With its smiling face logo and tempting offer to buy five and get the sixth free, this loyalty card at first appears as innocuous as those offered by any coffee shop or supermarket.

But it is being handed out to wealthy cocaine users in Britain to boost sales and loyalty and reveals just how fierce competition between drug dealers fighting turfs wars for 'market dominance' has become.

Drug campaigners warned that the emergence of such loyalty cards shows how middle-class cocaine users were fuelling violence — including knife and gun crime between gangs — on city streets throughout the country.

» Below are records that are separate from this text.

PR #1452, opened 2024-01-13
refactor(tool)!: Pin our own version of openapi-extractor

provokateurin:
It allows us to get improvements and fixes from openapi-extractor much quicker. This is especially helpful since there are multiple repos we get the specs from and each of those would need to individually update their version.
It was like this some time ago and I removed it to avoid running into compatibility problems, but I don't think any problems will appear in the future, so it should be safe to track our own version again.

### DIFF
--- a/packages/nextcloud/lib/src/api/theming.openapi.json
+++ b/packages/nextcloud/lib/src/api/theming.openapi.json
@@ -163,7 +163,11 @@
                         "description": "Let the browser decide the CSS priority",
                         "schema": {
                             "type": "integer",
-                            "default": 0
+                            "default": 0,
+                            "enum": [
+                                0,
+                                1
+                            ]
                         }
                     },
                     {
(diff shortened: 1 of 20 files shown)


packages/nextcloud/lib/src/api/theming.openapi.json
```diff
@@ -629,151 +629,6 @@
                 }
             }
         },
-        "/index.php/apps/theming/background/{type}": {
```
Leptopoda, line 632: Why did this operation get removed?

Leptopoda (approved):
LGTM

packages/nextcloud/lib/src/api/theming.openapi.json
provokateurin: There were some changes in the detection of some routes and this was previously detected as available, but in reality it is not. This isn't breaking as the endpoint would have never worked anyway.

PR #1460, opened 2024-01-16
feat(neon_framework): Add emoji picker dialog

provokateurin:
Extracted from https://github.com/nextcloud/neon/pull/1378 and added a test so it can be merged already.


packages/neon_framework/lib/src/widgets/dialog.dart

The card appears to mimic the imagery associated with the dance and rave music cultures of the 1980's and 1990's, suggesting they are targeting those in their 30's, 40's and even older. And its developers — almost inevitably an organised criminal gang — have adopted well-honed marketing techniques intended to promote brand loyalty and increase use by 'customers'.

The card 'scheme' offers stamps for bulk purchases giving the sixth and then 12th wrap of cocaine free, said the source who handed it to the Daily Telegraph.

A wrap of cocaine generally costs between £50 and £80, depending on the quality, the source said, adding that it is understood a network of couriers deliver the drug.

The loyalty card reads: "One freebie for every five stamps you collect!! Love Loyal-T". The smiley face design on the front is evocative of the 1980's acid dance scene.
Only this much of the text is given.